Sometimes connected with graft, hidden debts do not usually appear on balance-sheets or in standard databases. Their features morph from one crisis to the next, as do the players involved in their creation. As a result, they often go undetected, until it is too late.

Indeed, it was not until after the eruption of the 1994-95 peso crisis that the world learnt that Mexico’s private banks had taken on a significant amount of currency risk through off-balance-sheet borrowing (derivatives). Likewise, before the 1997 Asian financial crisis, the IMF and financial markets were unaware that Thailand’s central bank reserves had been nearly depleted (the $33 billion total that was reported did not account for commitments in forward contracts, which left net reserves of only about $1 billion).

And, until Greece’s crisis in 2010, the country’s fiscal deficits and debt burden were thought to be much smaller than they were, thanks to the use of financial derivatives and creative accounting by the Greek government.

So the great question today is where emerging economy debts are hiding. And, unfortunately, there are severe obstacles to exposing them — beginning with the opaqueness of China’s financial transactions with other emerging economies over the past decade.

During its domestic infrastructure boom, China financed major projects — often connected to mining, energy, and infrastructure — in other emerging economies. Given that the lending was denominated primarily in US dollars, it is subject to currency risk, adding another dimension of vulnerability to emerging-economy balance sheets.

But the extent of that lending is largely unknown, because much of it came from development banks in China that are not included in the data collected by the Bank for International Settlements (the primary global source for such information). And, because the loans were rarely issued as securities in international capital markets, it is not included in, say, World Bank databases, either.

Even where data exist, the figures must be interpreted with care. For example, data collected on a project-by-project basis by the Global Economic Governance Initiative and the inter-American Dialog could provide some insight into Chinese lending to several Latin American economies.

For example, it seems that, from 2009 to 2014, total Chinese lending to Venezuela amounted to 18 per cent of the country’s annual GDP, and Ecuador received Chinese loans exceeding 10 per cent of its GDP. Chinese lending to Brazil was closer to 1 per cent of GDP, while lending to Mexico was comparatively trivial.

But actual disbursements may have fallen short of the original plans, meaning that these countries’ debts to China are lower than estimated. Alternatively — and more likely — the data may not include some projects, lenders, or borrowers, meaning that the debts could be much higher.

Moreover, other forms of borrowing — such as trade finance, which is skewed toward shorter maturities — are not included in these figures. Currency-swap agreements, which have been important for Brazil and Argentina, must also be added to the list. (This highlights the importance of tracking net, rather than gross, reserves.)

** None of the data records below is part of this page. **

Issue #1689, opened 2026-03-18
Fix template position borders


bamnet:
Many Concerto 1.x templates include CSS styling like a border.

In our current implementation, this is set on the position element which is typically larger than the content being displayed.  As a result, the border is floating off around the outline of the position instead of bordering the content itself.  This looks bad.

Three options:
1. Apply the style to a container that's tightly sized around the content itself
2. Push some styles, like borders, to the content being rendered, instead of the larger container. Let content figure out if they should apply the styles or not.  For non-box content, like RichText, a border might not make sense.
3. Just remove these borders from the current templates. This would allow us to support a future where a position really should have a border.

Many of the current templates were built for a world where fields showed one type of content, like graphics in the main field, where a border made sense.  Now that we support content in a wider variety of fields, I'm not sure how many of the borders make sense.

PR #1780, opened 2026-04-27
Scale graphics to fill their container

### LINKED ISSUE #1779: Smaller graphics don't scale to fit frontend
If a graphic is smaller than the position it's being rendered in, it just sits in the center of the position instead of trying to stretch and fill it while preserving the aspect ratio.

For example I uploaded a flyer which, after PDF conversion, has a height of 1275.  If the position is larger than that - like it might be showing BlueSwoosh on a 4k screen, the flyer has lots of extra space around all sides.

bamnet:
## Summary
- `ConcertoGraphic` used `max-width: 100%; max-height: 100%`, which clamps oversized images down but never grows undersized ones. A 1275px-tall PDF flyer therefore rendered at native pixel size on a 4K screen, leaving wide letterbox/pillarbox margins.
- Switching to `width: 100%; height: 100%` (paired with the existing `object-fit: contain`) makes the image scale up or down to fill the container while preserving aspect ratio. Mismatched aspect ratios still letterbox rather than crop.
- Added a test asserting the computed style of `.graphic`.

Fixes #1779.

## Trade-offs

- Low-resolution graphics on big screens will get upscaled and look softer. That's the explicit ask in the issue — preserving aspect ratio without crop means accepting some upscaling.
- A `boxStyle` border (the per-template border on the main field) now outlines the full field rectangle rather than hugging the image. This matches how the video components already behave (`ConcertoYoutubeVideo` et al. apply `boxStyle` to a `width: 100%; height: 100%` wrapper), so we're not introducing a new inconsistency, just propagating the existing one to graphics. The proper fix is to solve sizing & borders once at the field/composable level for any content type with an aspect ratio — tracked in #1781.

We initially tried two patches that hugged the image (pure-CSS aspect-ratio and a JS `fitImage()` + ResizeObserver). The CSS one stretched images under `max-height` clamping; the JS one worked but parked complexity in a single component while leaving videos unchanged. Both are documented in #1781 for reference.

## Test plan
- [x] `yarn run vitest` (123 tests, 1 skipped)
- [x] `yarn run eslint` clean
- [x] Manually verified small graphics now fill large positions on the dev environment

### DIFF
--- a/app/frontend/components/ConcertoGraphic.vue
+++ b/app/frontend/components/ConcertoGraphic.vue
@@ -1,16 +1,61 @@
 <script setup>
+import { ref, onMounted, onBeforeUnmount } from 'vue'
+
 defineProps({
   content: {type: Object, required: true},
   boxStyle: {type: String, required: false, default: ''},
 });
+
+const containerRef = ref(null)
+const imgRef = ref(null)
+let resizeObserver = null
+
+// Constrain the binding axis to 100% and let the image's intrinsic
+// aspect ratio drive the other dimension. The img element box ends up
+// equal to the rendered content rectangle, so a boxStyle border hugs
+// the image at any container size — including when the image has been
+// scaled up to fill a position larger than its native pixel dimensions.
+function fitImage() {
+  const container = containerRef.value
+  const img = imgRef.value
+  if (!container || !img || !img.naturalWidth || !img.naturalHeight) return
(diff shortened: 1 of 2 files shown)


bamnet:
This is all getting quite complicated. Maybe we should stick with the earlier fix dropping the "max-" prefix from CSS. This will break borders, but I'm pretty sure borders aren't working for videos anyways. We probably need to re-open #1689.

PR #1787, opened 2026-04-29
Add cross-model search via SQLite FTS5

### LINKED ISSUE #1785: Add content search
As a Concerto installation grows, it would be helpful to have the ability to search for content.  Currently, users are limited to scrolling around on content#index which is great when there are only a dozen pieces of content but not particularly practical for installations with hundreds of pieces of content.

Two questions to consider:
1) Should we reuse the top level placeholder search box which currently says "Search content..." or should we add a dedicated Search box specifically for content to content#index?
2) We want to add the ability to search other models in the future - like feeds.  How does that impact our implementation plan?

I read that Rails + sqlite3 recently gained some basic full text search capabilities using virtual tables, that might be an interesting implementation approach.  It would be cool if we could index inside content, like graphics, but I have a feeling that is biting off more than we should chew for this feature.

bamnet:
## Summary

- Polymorphic SQLite FTS5 corpus indexes Content (RichText, Graphic, Video, Clock) and Feed (RssFeed, RemoteFeed). Each STI subclass declares its own searchable text — RichText body has HTML stripped, Video indexes its URL, Clock its format, Graphic its filename.
- New `/search` route for cross-model results from the header search box; `?q=` on `/contents` and `/feeds` scopes search to one model and composes with the existing `?scope=` toggle on `contents#index`.
- Unapproved Content is excluded from the index entirely (so result counts aren't eaten by invisible rows). A `Submission` `after_commit` hook reindexes the parent Content when moderation flips. Pundit `policy_scope` is still applied post-fetch as defense in depth.
- User input never reaches the FTS5 parser: `Search.build_match` tokenizes on `\W+`, quotes each token, and appends a prefix wildcard.
- `bin/rails search:reindex` rebuilds the corpus; `search:verify` prints any drift between source rows and corpus rows per model.

Closes #1785.

## Design notes

- Single shared FTS5 virtual table (`search_corpus`) with `searchable_type`/`searchable_id` UNINDEXED columns. STI is collapsed to base class (`Content`/`Feed`) so a row hit resolves to the right subclass via Rails' STI.
- Migration uses Rails 7.1+ `create_virtual_table`, which round-trips into `db/schema.rb` — no `structure.sql` switch needed and no test_helper shim to recreate the table.
- `Searchable` is a thin concern (`after_commit` reindex + `searchable_data` interface). Each model overrides `searchable_data` and may override `searchable?` to gate inclusion.
- Search has two entry points: `Search.call(q, user:)` for global ranked results (returns flat Array, policy_scoped) and `Search.matching_ids(q, klass)` for the per-page case where the caller composes its own AR scopes.
- Architectural decisions, alternatives considered, and verification steps are captured in the planning doc this branch was scaffolded from.

## Out of scope (intentional, called out for future work)

- Screen searchability — `Searchable` makes adding it a 3-line change; deferred to keep this PR focused.
- Indexing inside Graphic image content (OCR) and oEmbed video metadata.
- Late-attached Graphic image filename: a Graphic created without an image and attached afterward indexes by name only (the ActiveStorage attachment commit is separate). Documented; small enough to fix in a follow-up if needed.
- Live search / autocomplete.
- bm25 weight tuning beyond defaults (`name=10.0`, `body=1.0`).

## Test plan

- [x] `bin/rails test` — full suite green (969 runs, 0 failures)
- [x] `yarn run vitest` — frontend suite green (122 passed)
- [x] `bin/rubocop` clean
- [x] `yarn run eslint "{app,test}/frontend/**/*.{js,vue}"` clean
- [x] `bin/rails search:reindex` populates corpus from seed data
- [x] `bin/rails search:verify` shows zero drift
- [ ] Browser smoke: header search submits to `/search`, returns mixed Content + Feed results
- [ ] Browser smoke: `/contents?q=…` narrows results, `?scope=upcoming&q=…` correctly intersects, "Clear" link removes the query
- [ ] Browser smoke: `/feeds?q=…` narrows feed list
- [ ] Browser smoke: approve a pending Submission via the moderation UI → its Content appears in search; reject it → it disappears
- [ ] Browser smoke: adversarial queries (`"`, `*`, `OR x`, `NEAR(foo,5)`, very long input, empty) don't error or leak FTS5 syntax behavior


app/models/content.rb
```diff
@@ -12,6 +14,17 @@ def self.policy_class
...
 
+    # Searchable: only index Content with at least one approved submission so
+    # unapproved drafts don't consume search-result slots that policy_scope
+    # would later filter out.
+    def searchable?
+      submissions.where(moderation_status: :approved).exists?
+    end
+
+    def searchable_data
+      { name: name, body: text }
```
bamnet: > body: text

I don't think content has a meaningful text value here. This is something we should rely on sub-classes to define.

app/models/remote_feed.rb
```diff
@@ -33,6 +33,10 @@ def refresh_interval
       super.to_i if super
     end
 
+    def searchable_data
+      { name: name, body: [ description, url ].compact_blank.join(" ") }
```
bamnet: url: Can we strip off the query parameters in case those contain secret keys?

For example, I think we should index https://foo.com/feed.json, not https://foo.com/feed.json?key=ABC123

app/models/rss_feed.rb
```diff
@@ -30,6 +30,10 @@ def render_mode
       (ticker? ? RichText.render_as[:plaintext] : RichText.render_as[:html])
     end
 
+    def searchable_data
+      { name: name, body: [ description, url ].compact_blank.join(" ") }
```
bamnet: Like my comment on remote_feed, can we strip query parameters before indexing URLs?

For example, I think we should index https://foo.com/feed.json, not https://foo.com/feed.json?key=ABC123

app/models/video.rb
```diff
@@ -97,6 +97,10 @@ def video_source
     end
   end
 
+  def searchable_data
+    { name: name, body: url.to_s }
```
bamnet, line 101: Note - Unlike RemoteFeed and RSS Feed, I don't think this is likely to contain any secrets, so we should index the full thing.

app/services/search.rb
```diff
@@ -0,0 +1,86 @@
...
+
+  # Scoped, composable. Returns Array<Integer> of ids matching `klass` (keyed
+  # on its base class in the corpus). Caller applies its own policy_scope and
+  # any additional ActiveRecord scopes — used by ContentsController and
+  # FeedsController so search composes with the existing `?scope=` toggle.
+  def self.matching_ids(query, klass, limit: 200)
+    match = build_match(query)
+    return [] if match.blank?
+
+    sql = ActiveRecord::Base.sanitize_sql_array([
```
bamnet: I see we're hardcoding some SQL here. That's usually discouraged in Rails apps.  Did we consider any ActiveRecord based implementations here?

app/views/search/index.html.erb
```diff
@@ -0,0 +1,60 @@
...
+<% end %>
+
+<% if @query.present? && @results.any? %>
+  <div class="space-y-3">
+    <% @results.each do |record| %>
+      <%= link_to polymorphic_path(record), class: "block card hover:shadow-md transition-shadow duration-200" do %>
+        <div class="card-body">
+          <div class="flex items-start justify-between gap-4">
+            <div class="flex-1 min-w-0">
+              <div class="flex items-center gap-2 mb-1">
```
bamnet, line 30: Can we make the record type a bit more obvious? Maybe with some color or iconography?  Scanning the list, it's quite difficult to tell what is a piece of content vs what is a feed. The string names "RichText" and "RSSFeed" are so close.

app/views/search/index.html.erb
```diff
@@ -0,0 +1,60 @@
...
+                  <%= record.class.name %>
+                </span>
+              </div>
+              <h3 class="text-h3 text-neutral-900 truncate">
+                <%= record.name.presence || "(untitled)" %>
+              </h3>
+              <% snippet = record.searchable_data[:body].to_s.truncate(160) %>
+              <% if snippet.present? %>
+                <p class="text-body text-neutral-700 mt-1 truncate">
+                  <%= snippet %>
```
bamnet, line 39: Is there any way for us to highlight the text matching in the snippet? It's OK if not.

bamnet:
Pushed ca0ddef addressing the review comments:

- **`Content#searchable_data`**: dropped from the base class. Each STI subclass already defines its own — Content base no longer pretends to know about `body`.
- **RSS / Remote feed URLs**: query string and fragment stripped before indexing via a private `Feed#indexable_url` helper. So `https://foo.com/feed.json?key=ABC123` indexes as `https://foo.com/feed.json`. Video URLs left intact per your note.
- **Raw SQL → ActiveRecord**: introduced a `SearchRow < ApplicationRecord` model bound to the FTS5 virtual table. `Search::Corpus` now uses AR for delete/upsert (wrapped in a transaction, also addressing the gemini-code-assist comment) and counts; `Search` uses AR relations with raw fragments only for the FTS5-specific `MATCH` operator and `bm25()` ranking. Inserts use `insert_all!` to sidestep FTS5's magic columns (`search_corpus`, `rank`) and the absent `id` PK.
- **Type badges**: per-subclass icon and base-class color (blue for Content, amber for Feed) plus a readable label ("Text", "Graphic", "RSS Feed", …). At-a-glance distinction without relying on close-looking class names.
- **Match highlighting**: skipped per your "OK if not".

Tests: 969 Rails + 122 frontend, all passing. RuboCop and ESLint clean.

app/services/search.rb
```diff
@@ -0,0 +1,69 @@
+# frozen_string_literal: true
+
+module Search
+  DEFAULT_LIMIT = 50
+  RANK_ORDER = Arel.sql("bm25(search_corpus, 10.0, 1.0)")
+
+  # Global ranked cross-model search. Returns a flat Array of records ordered
+  # by FTS5 rank, already filtered through Pundit policy_scope per registered
+  # type.
+  def self.call(query, user:, types: Corpus.registry, limit: DEFAULT_LIMIT)
```
bamnet, line 10: This `user:,` syntax looks a bit weird to me.  Is there a clearer way to express this?

bamnet:
### Code review

Found 2 issues:

1. `SearchController` is missing `after_action :verify_authorized` and `after_action :verify_policy_scoped`, and has no associated `SearchPolicy`. CLAUDE.md requires: "Every controller action must call `authorize @record` or `policy_scope(Model)`" and "Use `after_action :verify_authorized` and `after_action :verify_policy_scoped` in controllers." While `Search.call` internally calls `Pundit.policy_scope!`, this does not satisfy the controller-level Pundit contract the rest of the codebase enforces. The controller should either add a `SearchPolicy` with the appropriate hooks, or call `skip_authorization`/`skip_policy_scope` with a documented reason.

https://github.com/concerto/concerto/blob/ca0ddef1bef359ff771c185d8427b779f6d38810/app/controllers/search_controller.rb#L1-L6

2. Inline SVG search icons in the new/modified views use `stroke-width="2"` instead of the `1.5` required by CLAUDE.md ("uses line icons with 1.5px stroke width"). The empty-state icon in the same file correctly uses `1.5`. The `heroicon` helper at `app/helpers/application_helper.rb` already handles this correctly and could be used instead.

https://github.com/concerto/concerto/blob/ca0ddef1bef359ff771c185d8427b779f6d38810/app/views/search/index.html.erb#L17-L19

https://github.com/concerto/concerto/blob/ca0ddef1bef359ff771c185d8427b779f6d38810/app/views/contents/index.html.erb#L64-L66

🤖 Generated with [Claude Code](https://claude.ai/code), but edited by Brian

<sub>- If this code review was useful, please react with 👍. Otherwise, react with 👎.</sub>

In short, though emerging economies’ debts seem largely moderate by historic standards, it seems likely that they are being underestimated, perhaps by a large margin. If so, the magnitude of the ongoing reversal in capital flows that emerging economies are experiencing may be larger than is generally believed — potentially large enough to trigger a crisis.

In this context, keeping track of opaque and evolving financial linkages is more important than ever.

The writer is Professor of the International Financial System at the Kennedy School of Government, Harvard University.